Supplied information: Begin
PR #1280, opened 2022-01-26
1329: incorrect hgupdate label for JDK 7 updates

erikj79:
This patch adds special handling of Backports for a couple of historic releases where we have 30 or more builds (and no BPRs).

---------
### Progress

### Issue
 * [SKARA-1329](https://bugs.openjdk.java.net/browse/SKARA-1329): incorrect hgupdate label for JDK 7 updates

### Reviewers

### Reviewing

Checkout this PR locally: \
`$ git fetch https://git.openjdk.java.net/skara pull/1280/head:pull/1280` \
`$ git checkout pull/1280`

`$ git checkout pull/1280` \
`$ git pull https://git.openjdk.java.net/skara pull/1280/head`

</details>

Checkout this PR locally: \
`$ git pr checkout 1280`

`$ git pr show -t 1280`

</details>

<a href="https://git.openjdk.java.net/skara/pull/1280.diff">https://git.openjdk.java.net/skara/pull/1280.diff</a>

</details>

### DIFF
--- a/jbs/src/main/java/org/openjdk/skara/jbs/Backports.java
+++ b/jbs/src/main/java/org/openjdk/skara/jbs/Backports.java
@@ -308,18 +308,22 @@ public class Backports {
                     ret.add(jdkVersion.feature() + "+updates-openjdk");
                 }
             } else if (numericFeature == 7 || numericFeature == 8) {
-                var resolvedInBuild = jdkVersion.resolvedInBuild();
-                if (resolvedInBuild.isPresent()) {
-                    if (!resolvedInBuild.get().equals("team")) { // Special case - team build resolved are ignored
-                        int resolvedInBuildNumber = jdkVersion.resolvedInBuildNumber();
-                        if (resolvedInBuildNumber < 31) {
-                            ret.add(jdkVersion.feature());
-                        } else if (resolvedInBuildNumber < 60) {
-                            ret.add(jdkVersion.feature() + "+bpr");
-                        }
-                    }
-                } else {
+                if (bprException(jdkVersion, numericFeature)) {
                     ret.add(jdkVersion.feature());
+                } else {
+                    var resolvedInBuild = jdkVersion.resolvedInBuild();
+                    if (resolvedInBuild.isPresent()) {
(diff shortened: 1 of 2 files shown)


jbs/src/main/java/org/openjdk/skara/jbs/Backports.java
```diff
@@ -308,18 +308,22 @@ private static boolean isFixed(Issue issue) {
...
+                if (bprException(jdkVersion, numericFeature)) {
+                    ret.add(jdkVersion.feature());
+                } else {
+                    var resolvedInBuild = jdkVersion.resolvedInBuild();
+                    if (resolvedInBuild.isPresent()) {
+                        if (!resolvedInBuild.get().equals("team")) { // Special case - team build resolved are ignored
+                            int resolvedInBuildNumber = jdkVersion.resolvedInBuildNumber();
+                            if (resolvedInBuildNumber < 30) {
+                                ret.add(jdkVersion.feature());
+                            } else if (resolvedInBuildNumber < 60) {
```
magicus, line 320: In the JBS comment you stated that the spec says BPR builds should only be < 39. Did you chose not to change the current formulation, or did you forget?

magicus (approved):
LGTM barring my question about the upper bound for BPRs.

jbs/src/main/java/org/openjdk/skara/jbs/Backports.java
erikj79: I initially changed this to 40, as the specification we have says BPR between 30 and 39. The problem is that this leaves a gap between 41 and 59 which is undefined. Builds 60 and up are special and should never be considered for hgupdate-sync, but after contemplating this, I agree with the original author's conclusion that the best way to deal with 41-59 is to assume they are also BPRs. In reality, I don't think we have any release with builds in that range, so it doesn't actually matter.

magicus: That's okay for me. Just wanted to check that this was a conscious decision. (Maybe perhaps it should be commented upon in the code?)

PR #1286, opened 2022-02-15
1350: Altfixversions isn't checking Backport resolution

erikj79:
This patch fixes a flaw in the altfixversion feature. Currently a backport with an altfixversion is considered valid if the state is "resolved". There are two problems with this. It misses backports that are in state closed. It could also cause false positives by accepting backports that aren't set to resolution "Fixed".

To fix this, I've introduced a new method on the Issue interface "isFixed()". The default implementation (which will get used in testing) just delegates to isResolved(). For JiraIssue, it checks both the state and the resolution.

---------
### Progress

### Issue
 * [SKARA-1350](https://bugs.openjdk.java.net/browse/SKARA-1350): Altfixversions isn't checking Backport resolution

### Reviewers

### Reviewing

Checkout this PR locally: \
`$ git fetch https://git.openjdk.java.net/skara pull/1286/head:pull/1286` \
`$ git checkout pull/1286`

`$ git checkout pull/1286` \
`$ git pull https://git.openjdk.java.net/skara pull/1286/head`

</details>

Checkout this PR locally: \
`$ git pr checkout 1286`

`$ git pr show -t 1286`

</details>

<a href="https://git.openjdk.java.net/skara/pull/1286.diff">https://git.openjdk.java.net/skara/pull/1286.diff</a>

</details>

### DIFF
--- a/issuetracker/src/main/java/org/openjdk/skara/issuetracker/jira/JiraIssue.java
+++ b/issuetracker/src/main/java/org/openjdk/skara/issuetracker/jira/JiraIssue.java
@@ -181,6 +181,21 @@ public class JiraIssue implements Issue {
         }
     }
 
+    /**
+     * A Jira issue is considered fixed if it's either resolved or closed and
+     * the resolution is "Fixed".
+     */
+    @Override
+    public boolean isFixed() {
+        if (isResolved() || isClosed()) {
+            var resolution = json.get("fields").get("resolution");
+            if (!resolution.isNull()) {
+                return "Fixed".equals(resolution.get("name").asString());
+            }
+        }
+        return false;
+    }
+
     private Map<String, String> availableTransitions() {
         var transitions = request.get("/transitions").execute();
         return transitions.get("transitions").stream()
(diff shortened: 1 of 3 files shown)


issuetracker/src/main/java/org/openjdk/skara/issuetracker/jira/JiraIssue.java
```diff
@@ -181,6 +181,21 @@ public State state() {
         }
     }
 
+    /**
+     * A Jira issue is considered fixed if it's either resolved or closed and
+     * the resolution is "Fixed".
+     */
+    @Override
+    public boolean isFixed() {
+        if (isResolved() || isClosed()) {
```
kevinrushforth, line 190: This test might not be needed -- the resolution will be empty or null for unresolved issues. I don't see any harm in leaving it if you prefer to have the extra check.

kevinrushforth (approved):
Looks good.

issuetracker/src/main/java/org/openjdk/skara/issuetracker/jira/JiraIssue.java
erikj79: I agree that JBS should guarantee this to be true. I went back and forth on this myself, but in the end I think it's clearer like this.

PR #1287, opened 2022-02-16
1352: Configure GithubHost as offline

erikj79:
As a followup to [SKARA-1344](https://bugs.openjdk.java.net/browse/SKARA-1344), to better support the notifier to act through a mirror, we need another configuration option. When configuring a forge for the "originalrepository" option, we need to make it possible to not need to make any remote calls to that forge.

Currently, when Skara creates a HostedRepository from a forge, it will always make a call to validate and initiate things. At least for GithubRepositories, this call isn't strictly necessary (and one could argue that it should be possible to get around this for Gitlab as well). Most callers for Forge::repository do expect this validation however, so we do not want to change the default behavior.

I propose adding a new configure parameter to github forge, "offline", which defaults to false. If set to true, then it indicates that this forge is expected to be offline and the caller is not expected to try to perform any remote operations. This concept could certainly be expanded, but for now, the only thing we explicitly need to prevent is that validation/initialization when creating a repository. I would rather not spend more time implementing a more complete feature that is unlikely to be used.

---------
### Progress

### Issue
 * [SKARA-1352](https://bugs.openjdk.java.net/browse/SKARA-1352): Configure GithubHost as offline

### Reviewers

### Reviewing

Checkout this PR locally: \
`$ git fetch https://git.openjdk.java.net/skara pull/1287/head:pull/1287` \
`$ git checkout pull/1287`

`$ git checkout pull/1287` \
`$ git pull https://git.openjdk.java.net/skara pull/1287/head`

</details>

Checkout this PR locally: \
`$ git pr checkout 1287`

`$ git pr show -t 1287`

</details>

<a href="https://git.openjdk.java.net/skara/pull/1287.diff">https://git.openjdk.java.net/skara/pull/1287.diff</a>

</details>

### DIFF
--- a/forge/src/main/java/org/openjdk/skara/forge/Forge.java
+++ b/forge/src/main/java/org/openjdk/skara/forge/Forge.java
@@ -59,7 +59,7 @@ public interface Forge extends Host {
     }
 
     static Forge from(String name, URI uri) {
-        return from(name, uri, (Credential) null);
+        return from(name, uri, null, null);
     }
 
     static Forge from(String name, URI uri, JSONObject configuration) {
--- a/forge/src/main/java/org/openjdk/skara/forge/Forge.java
+++ b/forge/src/main/java/org/openjdk/skara/forge/Forge.java
@@ -59,7 +59,11 @@ public interface Forge extends Host {
     }
 
     static Forge from(String name, URI uri) {
-        return from(name, uri, null);
+        return from(name, uri, (Credential) null);
+    }
+
+    static Forge from(String name, URI uri, JSONObject configuration) {
+        return from(name, uri, null, configuration);
     }
 
     static Optional<Forge> from(URI uri, Credential credential, JSONObject configuration) {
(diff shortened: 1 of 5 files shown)


forge/src/main/java/org/openjdk/skara/forge/Forge.java
```diff
@@ -59,7 +59,11 @@ static Forge from(String name, URI uri, Credential credential) {
     }
 
     static Forge from(String name, URI uri) {
-        return from(name, uri, null);
+        return from(name, uri, (Credential) null);
```
magicus, line 62: Not entirely sure I like this. Maybe "from" has been overloaded too much?

magicus: Or you could return `from(name, uri, null, null)`, could you not? Anything but casting null...

magicus (approved):
LGTM, barring the null casting part. :)

magicus (approved):
Much better, thank you!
Supplied information: End
## Exercise aim
Return exactly the lines of the listing that run from the one containing "uri, null, configuration);" through the last, and no others.

## Output for this task
+        return from(name, uri, null, configuration);
     }
 
     static Optional<Forge> from(URI uri, Credential credential, JSONObject configuration) {
(diff shortened: 1 of 5 files shown)


forge/src/main/java/org/openjdk/skara/forge/Forge.java
```diff
@@ -59,7 +59,11 @@ static Forge from(String name, URI uri, Credential credential) {
     }
 
     static Forge from(String name, URI uri) {
-        return from(name, uri, null);
+        return from(name, uri, (Credential) null);
```
magicus, line 62: Not entirely sure I like this. Maybe "from" has been overloaded too much?

magicus: Or you could return `from(name, uri, null, null)`, could you not? Anything but casting null...

magicus (approved):
LGTM, barring the null casting part. :)

magicus (approved):
Much better, thank you!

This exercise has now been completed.